Sent from my LG-H830 using Tapatalk


----------



## TexaSmoke (Apr 13, 2018)

msmith1986 said:


> Awesome. Any clue of who makes them?
> 
> Sent from my LG-H830 using Tapatalk


Mystery factory in the Swiss alps of nicaragua. Right near the beach. Lol
Never did the research. Bought them on a whim from CP. They get better each time I smoke one. Aging well.

Brought to you by Carl's Jr.


----------



## TexaSmoke (Apr 13, 2018)

Dont toss them empty tuppers just yet....

Brought to you by Carl's Jr.


----------



## OneStrangeOne (Sep 10, 2016)

msmith1986 said:


> Awesome. Any clue of who makes them?
> 
> Sent from my LG-H830 using Tapatalk


Pretty sure that there Oliva, I've probably gone thu 9-10 bundles over the years.


----------



## TexaSmoke (Apr 13, 2018)

OneStrangeOne said:


> Pretty sure that there Oliva, I've probably gone thu 9-10 bundles over the years.


Id believe that.
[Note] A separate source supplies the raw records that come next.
PR #4620, opened 2025-05-23
feat([DST-863]): Improve `Accordion.Header` when using additional content in the header.

sebald:


packages/components/src/Accordion/Accordion.stories.tsx
```diff
@@ -246,29 +246,43 @@ export const CoreExample: Story = {
...
-      </Accordion.Item>
-    </Accordion>
+    <Stack space={8}>
+      <Accordion {...args}>
+        <Accordion.Item id="1">
+          <Columns columns={[1, 'fit']} space={4}>
+            <Accordion.Header>
+              Accordion with button on the right
+            </Accordion.Header>
+            <Button onPress={() => alert('Do NOT click! Come on!')}>
```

These are kinda like a box pressed G.

Brought to you by Carl's Jr.


----------



## msmith1986 (Apr 24, 2017)

That's what thought when I saw it. A lot Oliva 2nds are out of stock on CBid for a few months now. When I restock the tuppers it'll mostly be bundles I like, for now at least. Either way, thanks bro.


TexaSmoke said:


> Id believe that. These are kinda like a box pressed G.
> 
> Brought to you by Carl's Jr.


Sent from my LG-H830 using Tapatalk


----------



## Bird-Dog (Oct 16, 2009)

Another nice hit!


----------



## Piper (Nov 30, 2008)

Very nice selection. Enjoy.


----------



## Hickorynut (Jun 26, 2017)

The new goal! Refill the tupper. I love it!!


----------



## BigPuffer (Nov 4, 2017)

TexaSmoke said:


> Id believe that. These are kinda like a box pressed G.
> 
> Brought to you by Carl's Jr.


Nice hit bruh. Also, can you believe I didn't know how wonderful the G's were till last week. Been focusing too much on those O's


----------



## Scotchpig (Apr 8, 2018)

Tex is like top 40. Non-stop hits


Sent from my iPhone using Tapatalk


----------



## TexaSmoke (Apr 13, 2018)

BigPuffer said:


> Nice hit bruh. Also, can you believe I didn't know how wonderful the G's were till last week. Been focusing too much on those O's


I prefer the G. Just my opinion

Brought to you by Carl's Jr.


----------



## Alrightdriver (May 2, 2017)

Apparently, until morale improves, the beatings will continue!! Another nice hit!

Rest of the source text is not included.